Gradle 1.9 cannot access artifactory repository that is protected by Basic Authentication

In short: it looks like that gradle does not do pre-emptive basic authentication if it is doing get requests (see HttpClientConfigurer.java)

Artifactory does not challenge the client, if a directory listing is requested (prolly for security reasons). Instead it reports an empty directory if you are not properly authenticate. If I would request a fixed version number, I get a challenge and resolving does work. Because of this, dynamic versions cannot be resolved using gradle and a protected artifactory repository!

Here is my build file for testing this:

group = ‘de.enterprise.project’

def artifactoryRepoBase = ‘http://aisrepo.enterprise.com/artifactory’

repositories {

ivy {

credentials {

username “myUser”

password “password”

}

url artifactoryRepoBase + ‘/b2b-gradle-internal’

layout “pattern”, {

artifact ‘[organization]/[module]/[revision]/[module]-revision.[ext]’

ivy ‘[organization]/[module]/ivy-[revision].xml’

}

}

}

apply plugin: ‘java’

dependencies {

compile group: ‘de.enterprise.project.info’, name: ‘info’, version: “3.5.+” // does not work, gets empty dir

// compile group: ‘de.enterprise.project.info’, name: ‘info’, version: “3.5.0-20131127155348” // does work, but is fixed

}

(sorry, couldn’t figure out how the heck you are creating these code blocks). A simple help button at the editor would be nice…

This is a serious problem for us. We absolutely have to protect our internal artifactory repository (company has over 300.000 employees that can access the intranet). And we really need the dynamic versions for our multi-project platform.

Is there a way to enforce pre-emptive authentication for all kind of requests for repositories where credentials are available? Or can I configure artifactory to always challenge for certain repositories? I haven’t found this option yet.

I am on gradle 1.9 and artifactory 3.0.4

Any help will be appreciated

Andreas

Code block are created with HTML code tags.

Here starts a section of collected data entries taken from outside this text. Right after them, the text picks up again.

PR #947, opened 2025-10-09
Full-text improvements

taylorotwell:
This makes a couple of improvements to full-text support when using the `database` engine.

- Just pass multiple columns to `orWhereFullText` in a single call.
- When using Postgres and no other developer provided ordering has been defined, automatically add relevance based ordering by default to match MySQL's built-in ordering behavior.

### DIFF
--- a/src/Engines/DatabaseEngine.php
+++ b/src/Engines/DatabaseEngine.php
@@ -260,7 +260,7 @@ class DatabaseEngine extends Engine implements PaginatesEloquentModelsUsingDatab
 
         return $query->orderByRaw(
             sprintf(
-                "ts_rank(".$vectors.", %s(?)) desc",
+                'ts_rank('.$vectors.', %s(?)) desc',
                 match ($this->getFullTextOptions($builder)['mode'] ?? 'plainto_tsquery') {
                     'phrase' => 'phraseto_tsquery',
                     'websearch' => 'websearch_to_tsquery',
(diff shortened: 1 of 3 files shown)


src/Engines/DatabaseEngine.php
```diff
@@ -196,9 +205,11 @@ protected function initializeSearchQuery(Builder $builder, array $columns, array
             return $query;
         }
 
-        return $query->where(function ($query) use ($builder, $columns, $prefixColumns, $fullTextColumns) {
-            $connectionType = $builder->model->getConnection()->getDriverName();
+        [$connectionType] = [
+            $builder->model->getConnection()->getDriverName(),
```
MeiKatz: Shouldn't this be `$builder->modelConnectionType()` ?

src/Engines/DatabaseEngine.php
```diff
@@ -196,9 +205,11 @@ protected function initializeSearchQuery(Builder $builder, array $columns, array
             return $query;
         }
 
-        return $query->where(function ($query) use ($builder, $columns, $prefixColumns, $fullTextColumns) {
-            $connectionType = $builder->model->getConnection()->getDriverName();
+        [$connectionType] = [
+            $builder->modelConnectionType(),
+        ];
```
MeiKatz, line 210: Sorry to bother you again but why are you converting the model connection type to an array with one element just to retrieve the first and only element right after? Wouldn't it be easier to assign the connection type directly?

```php
$connectionType = $builder->modelConnectionType();
```

taylorotwell: Yeah I was assigning multiple variables here in an earlier version.

PR #949, opened 2025-10-31
Feat: Laravel-friendly model lookup

macaws:
This simple PR allows users to type commands such as `php artisan scout:import User` instead of `php artisan scout:import "App\\Models\\User"` by doing a quick lookup if the user's input is not immediately found.

It seems more in-line with other Artisan CLI commands from Laravel without breaking existing functionality.

I'm not sure if the PHPDoc `@throws` tag is wanted or not - PHPStorm suggested it after adding a throw. I *did* need to update the test, since it was excepting an `Error` class and we now pass a ScoutException, which seems more appropriate in this situation and should be easier for a dev to debug since these commands run within CI/CD, forge deploy scripts, crons, etc.


macaws:
Also, this may warrant a docs update

taylorotwell:
Can re-submit this without the one-line stuff?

So what you are saying is that basic auth doesn’t work together with dynamic versions? (The title of your post suggests that it doesn’t work at all.) Have you tried with Gradle 1.7/1.8?

Gosh, you are fast.

Yes, you are right, the title is misleading. Gradle can access resources with fixed version numbers. At least if artifactory is not configured to hide these resources (there is an option for this in artifactory to hide resources if they are protected and no pre-emptive credentials are supplied. If this option is off, artifactory will challenge the client to authenticate. If it is turned on, artifactory reports “404 not found” instead of “401 Unauthorized” in case of no pre-emptive credentials).

So what I am reporting is, that dynamic Versions cannot be resolved with protected repositories in artifactory. This is, because Gradle does a GET request on the parent directory to get a list of the ivy-*.xml resources. This GET request will be without pre-emptive credentials and will therefore result in an empty directory.

I guess maven SNAPSHOT style versions will work, because it does not involve a directory scanning. But ivy and gradle style repositories will not work, because they involve directory scanning.

I will checkout gradle 1.7 and 1.8 tomorrow at work and will report tomorrow.

I can confirm, that this bug exists down to gradle 1.3 (haven’t tested further down).

Because gradle is sharing http connections, the workaround would be not to use a dynamic dependency as the first dependency. If gradle goes for a fixed version as the first dependency, artifactory challenges the client correctly and after that, the dynamic version is resolved correctly. I guess that’s the reason why nobody found this bug yet.

Still this is pretty unpredictable behaviour. I really would like to have a flag in the repository configuration to enforce pre-emptive authentication for a repository.

Thanks for the thorough investigation. Raised GRADLE-2968.